Cette idée, à laquelle l'auteur restera fidèle jusque dans sa reformulation, voudrait simplement souligner que l'affaire de la justice sociale est l'affaire de tous, des favorisés comme des défavorisés, non pas dans un sens où l'égalité doit être formelle, mais dans un sens où il est possible dans la distribution, et selon les principes de la justice, de tenir compte des inégalités, pour le bien des défavorisés. L'idée de position originelle que nous venons d'étudier concerne directement le processus du choix des principes rawlsiens de la justice. En suivant l'ordre annoncé dès le début, nous passons directement à l'analyse des principes de la justice.

* 132 Nous précision ici que contrairement à Hobbes ou Locke, Rawls et Rousseau considèrent l'état de nature comme un état social sans loi.

* 133 Ce caractère hypothétique de la position originelle peut s'expliquer par cette affirmation de Rawls : « il nous faut imaginer que ceux qui s'engagent dans la coopération sociale choisissent ensemble dans un acte commun les principes destinés à assigner les droits et les devoirs de base et à déterminer la répartition des bénéfices sociaux », John Rawls, La justice comme équité, op. cit., pp. 36-37. Le mot « imaginer » signifie que la position originelle n'existe pas réellement et n'a jamais existé dans l'histoire. Elle peut être assimilée à l'état de nature des philosophies du contrat (Rousseau), puisqu'elle signifie égalité et donne le sens direct de l'équité des principes de la justice, à travers sa dimension hypothétique.

* 134 Jean Fabien Spitz, « John Rawls et la question de la justice sociale », dans Études, tome 414 n° 4141, janvier 2011, p. 57.

* 135 John Rawls, La justice comme équité, op. cit., p. 34.
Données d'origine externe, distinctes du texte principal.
PR #141, opened 2016-01-15
Integration tests for AppVeyor

dariusdamalakas:
@brainmurphy , as discussed, this PR changes integration tests to use the new `IntegrationAwsClientFactory` instead of default AWS profile. 

Basically, this will look at 'ci' environment variable. If it is set (i.e. not empty), it will then look for ci-access_key and ci-secret_key values and will create an AWS basic profile credentials from that. 

You can use this to set-up integration tests to be run on AppVeyor.

### DIFF
--- a/JustSaying.TestingFramework/IntegrationAwsClientFactory.cs
+++ b/JustSaying.TestingFramework/IntegrationAwsClientFactory.cs
@@ -1,0 +1,50 @@
+﻿using System;
+using Amazon;
+using Amazon.Runtime;
+using Amazon.SimpleNotificationService;
+using Amazon.SQS;
+using JustSaying.AwsTools;
+
+namespace JustSaying.TestingFramework
+{
+    /// <summary>
+    /// AwsCustomClient factory for running integration tests in continuous integration mode.
+    /// 
+    /// If environment variable "ci" is not defined, use default AWS profile name as specified by <code>IntegrationTestConfig.AwsProfileName</code>
+    /// 
+    /// Otherwise, construct AWS Profile using access and secret key by looking at "ci-access_key" and "ci-secret_key" environment variables.
+    /// </summary>
+    public class IntegrationAwsClientFactory : IAwsClientFactory
+    {
+        private readonly AWSCredentials _credentials;
+        private readonly string _ci = "ci";
+        private readonly string _ciAccesskey = "AWS_ACCESS_KEY_ID";
+        private readonly string _ciSecretkey = "AWS_SECRET_KEY";
+
+        public IntegrationAwsClientFactory()
+        {
+            var ci = System.Environment.GetEnvironmentVariable(_ci);
+            if (string.IsNullOrWhiteSpace(ci))
+                this._credentials = new StoredProfileAWSCredentials(IntegrationTestConfig.AwsProfileName);
+            else
+                _credentials = CredentialsFromEnvironment();
+        }
+
+        private AWSCredentials CredentialsFromEnvironment()
+        {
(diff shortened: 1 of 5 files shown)


petemounce:
Would you mind awfully using environment variables  AWS_ACCESS_KEY_ID and
AWS_SECRET_ACCESS_KEY? That will allow the AWS SDK to also pick up instance
profile credentials and potentially temporary credentials (via assume
role), since that is the naming convention AWS standardised on a little
while ago.

(The other sdks resolve credentials in a chain, stopping when they find
some, and so a change here would allow this to be used for more than just
testing)

--

dariusdamalakas:
@petemounce , interesting. The [JAVA SDK](http://docs.aws.amazon.com/AWSSdkDocsJava/latest/DeveloperGuide/credentials.html) uses a different default credential provider chain that the [.Net SDK](http://docs.aws.amazon.com/AWSSdkDocsNET/latest/V2/DeveloperGuide/net-dg-config-creds.html#creds-assign), the difference is that Environment variables takes precedence in the Java SDK. 

I've updated PR with your change.

petemounce:
Yeah - the prefix and credential file are now standardised, but different SDKs order the resolution chain differently. Still, they're converging slowly...

Thanks for your contribution!

petemounce:
That green tick with checks passing is pretty nice, eh? ;)

dariusdamalakas:
@petemounce , yup, love the green tick.  

@brainmurphy, can you please set these environment vars on app veyor, and let's see what state we have at the moment with integration tests. I would expect at least a handful of them to fail.  We should then work to remove the flaky tests and get all integration tests pass consistently.

JustSaying.TestingFramework/IntegrationAwsClientFactory.cs
```diff
@@ -0,0 +1,50 @@
...
+    /// If environment variable "ci" is not defined, use default AWS profile name as specified by <code>IntegrationTestConfig.AwsProfileName</code>
+    /// 
+    /// Otherwise, construct AWS Profile using access and secret key by looking at "ci-access_key" and "ci-secret_key" environment variables.
+    /// </summary>
+    public class IntegrationAwsClientFactory : IAwsClientFactory
+    {
+        private readonly AWSCredentials _credentials;
+        private readonly string _ci = "ci";
+        private readonly string _ciAccesskey = "AWS_ACCESS_KEY_ID";
+        private readonly string _ciSecretkey = "AWS_SECRET_KEY";
```
brainmurphy: Can we use AWS_ACCESS_KEY_ID / AWS_SECRET_ACCESS_KEY here? Consistency with the existing environment variables helps me to think less :wink:

dariusdamalakas: @brainmurphy, depends what is your source of truth :) 

[This C# SDK](http://docs.aws.amazon.com/AWSSdkDocsNET/latest/V2/DeveloperGuide/net-dg-config-creds.html#creds-assign) talks about credentials being stored in "`AWS_ACCESS_KEY_ID` and `AWS_SECRET_KEY` environment variables." (emphasis mine)

[AWS CLI](http://docs.aws.amazon.com/cli/latest/userguide/cli-chap-getting-started.html#cli-environment) uses 'AWS_ACCESS_KEY_ID' and 'AWS_SECRET_ACCESS_KEY'.

brainmurphy: @dariusdamalakas You're completely correct :grin: I'd prefer to be consistent with the C# world :+1:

* 136 « Le fait du pluralisme raisonnable implique qu'il n'existe pas de doctrine, qu'elle soit complètement ou partiellement englobante, sur laquelle tous les citoyens s'accordent ou peuvent s'accorder pour organiser les questions fondamentales de la justice politique », La justice comme équité, op. cit., p. 56.

* 137Catherine Audard, «  Principes de justice et principes du libéralisme : la neutralité de la théorie de Rawls », « Individu et Justice sociale » Catherine Audard (dir), op. cit., p. 170.

* 138 John Rawls, La justice comme équité, op. cit., p. 35.

* 139 Ibid., p. 37.

* 140 Ibid., p. 36.

* 141 Collectif, Vocabulaire européen des philosophies. Dictionnaire des intraduisibles, Barbara Cassin (dir.), Paris, Le Seuil, 2004, P. 439.

* 142 John Rawls., Théorie de la Justice, op. cit., p. 37.